Toral admet également que la collection des Reines d'Espagne est confrontée à plusieurs défis : « L'un d'eux est celui de Jeanne de Castille , fille et héritière d'Isabelle. En raison de sa maladie mentale, elle refusait que son portrait soit peint de son vivant. En pratique, nous disposons de peu d'éléments pour évoquer ses traits. Il en va de même pour les vêtements : lorsqu'elle était en Flandre, elle aimait s'habiller comme une Espagnole, et vice versa. » Le deuxième exemple concerne Isabelle de Portugal , épouse de Charles Quint. « La plupart des tableaux que nous possédons d'elle sont posthumes. Son image a été idéalisée. Nous allons essayer de la rapprocher de la réalité », ajoute-t-il.
Ainsi, grâce à un mélange de pinceaux et d'archives historiques, la mémoire des femmes qui ont bâti l'Espagne refait surface. « Cette collection est un acte de justice historique », explique Ferrer-Dalmau. Et nous embrassons ses mots.
1-Himilce (épouse du général Hannibal). Précurseur des monarques espagnols.
2-Doña Urraca I de León.
3-Isabelle I de Castille.
4-Jeanne I de Castille.
5-Élisabeth de Portugal (épouse de Charles Quint).
6-Isabelle de Valois (épouse de Philippe II).
7-Marie Tudor (épouse de Philippe II).
8-Anne d'Autriche (épouse de Philippe II).
9-Marguerite d'Autriche (épouse de Philippe III).
10-Isabel de Borbón (épouse de Philippe IV).
11-Mariana d'Autriche (épouse de Philippe IV).

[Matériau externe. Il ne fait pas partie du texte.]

PR #3571, opened 2022-12-07
Quote all nginx regex expressions

### LINKED ISSUE #3523: Image Allow List is pulling images that do NOT match the pattern
### Actual Behavior

After adding patterns to Image Allow List and trying to pull an image that does not match the pattern, Rancher Desktop successfully pulls the image.

### Steps to Reproduce

Launch Rancher Desktop
Go to Preferences > Container Engine > Allowed Images
Add patterns to the list
Click Apply
Go to Images tab of main window
Try to pull an image NOT matching any of the patterns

12-Marie Louise d'Orléans (épouse de Charles II).
13-Mariana de Neubourg (épouse de Charles II).
14-Marie-Louise Gabrielle de Savoie (épouse de Philippe V).
15-Isabelle Farnèse (épouse de Philippe V).

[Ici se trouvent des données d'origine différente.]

PR #3574, opened 2022-12-08
Apply lint suggestions.

ericpromislow:
Might as well get these in while making other cosmetic changes....


mook-as (approved):
Looks reasonable, changes are things that would be caught by the compiler if there are major issues.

16-Louise Élisabeth d'Orléans (épouse de Louis Ier).
17-Barbara de Bragance (épouse de Ferdinand VI).
18-Marie-Amélie de Saxe (épouse de Charles III).
19-María Luisa de Borbón (épouse de Carlos IV).
20-Julia Clary (épouse de Joseph Ier).
21-María Isabel de Portugal (épouse de Ferdinand VII).
22-Marie Josépha Amélie de Saxe (épouse de Ferdinand VII).
23-Maria Cristina Bourbon-Deux-Siciles.
24-Élisabeth II.
25-Maria Victoria dal Pozzo (épouse d'Amédée de Savoie).
26-María de las Mercedes de Orleans (épouse d'Alphonse XII).
27-Marie-Christine d'Autriche (épouse d'Alphonse XII).
28-Victoria Eugenia de Battenberg (épouse d'Alphonse XIII).
29-Sofia de Grèce (épouse de Juan Carlos I).
30-Letizia Ortiz Rocasolano (épouse de Philippe VI).